The trial court denied the anti-SLAPP motion. The issue, according to the trial court, was whether the spouses reasonably believed that the plaintiff was contemplating litigation when they told the wife’s friend the reasons for terminating the plaintiff’s employment and allegedly requested the friend’s assistance in resolving their problem with the plaintiff. The trial court concluded that the anti-SLAPP law did not protect the spouses’ allegedly defamatory statements.

Employers’ appeal rejected

The California Court of Appeal for the Second District issued a judgment agreeing with the trial court’s decision. First, the appellate court held that the spouses failed to show that the plaintiff’s defamation claim was based on statements protected by the anti-SLAPP law.

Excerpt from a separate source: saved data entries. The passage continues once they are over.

PR #367, opened 2023-04-15
Demonstrate a hang

rsheeter:
Thought I was losing it when fontmake-rs started to hang reading a 10 byte avar. Run `cargo test -p write-fonts hangs` to reproduce.

### DIFF
--- a/write-fonts/src/tables/avar.rs
+++ b/write-fonts/src/tables/avar.rs
@@ -1,3 +1,22 @@
 //! The [avar](https://learn.microsoft.com/en-us/typography/opentype/spec/avar) table
 
 include!("../../generated/generated_avar.rs");
+
+
+#[cfg(test)]
+mod tests {
+    use font_types::MajorMinor;
+    use read_fonts::{FontRead, FontData};
+    use crate::tables::avar::{Avar, SegmentMaps};
+
+    use crate::dump_table;
+
+    #[test]
+    fn hangs() {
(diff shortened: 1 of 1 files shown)


write-fonts/src/tables/avar.rs
```diff
@@ -1,3 +1,22 @@
...
+    use read_fonts::{FontRead, FontData};
+    use crate::tables::avar::{Avar, SegmentMaps};
+
+    use crate::dump_table;
+
+    #[test]
+    fn hangs() {
+        let avar = Avar::new(
+            MajorMinor::VERSION_1_0,
+            vec![SegmentMaps::new(Vec::new())]);
```
anthrotype, line 18: is this somehow related to the fact that this SegmentMaps are empty? The spec says they must always include at least {-1: -1, 0: 0, 1: 1}

> If the segment map for a given axis has any value maps, then it must include at least three value maps: -1 to -1, 0 to 0, and 1 to 1. These value mappings are essential to the design of the variation mechanisms and are required even if no additional maps are specified for a given axis.

rsheeter: Almost assuredly, as I interpreted "If the segment map for a given axis has any value maps" to allow for having none. IIRC the fix in fontmake-rs was to plug in the -1:-1, 0:0, 1:1 map. However, it still shouldn't hang.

The spouses argued that the anti-SLAPP law automatically protected their allegedly defamatory statements because they arose during the husband’s attempt to negotiate a settlement of litigation contemplated by the plaintiff.

The anti-SLAPP law automatically protected an employer’s effort to obtain a pre-litigation release from a just-terminated employee in exchange for severance pay because there was an implication that the ex-employee might sue, the spouses claimed.

The appellate court disagreed. It accepted that the end of many employment relationships involved negotiations over a release in exchange for a severance payment, given that there was often a possibility that the terminated employee would sue.

However, without evidence of potential litigation such as a demand letter, the conflict would only lead to litigation if the negotiations failed, the appellate court said. At that point, future litigation was only theoretical rather than anticipated, the appellate court explained.

In this case, the plaintiff’s defamation claim did not appear to allege pre-litigation activity protected by the anti-SLAPP law, the appellate court concluded.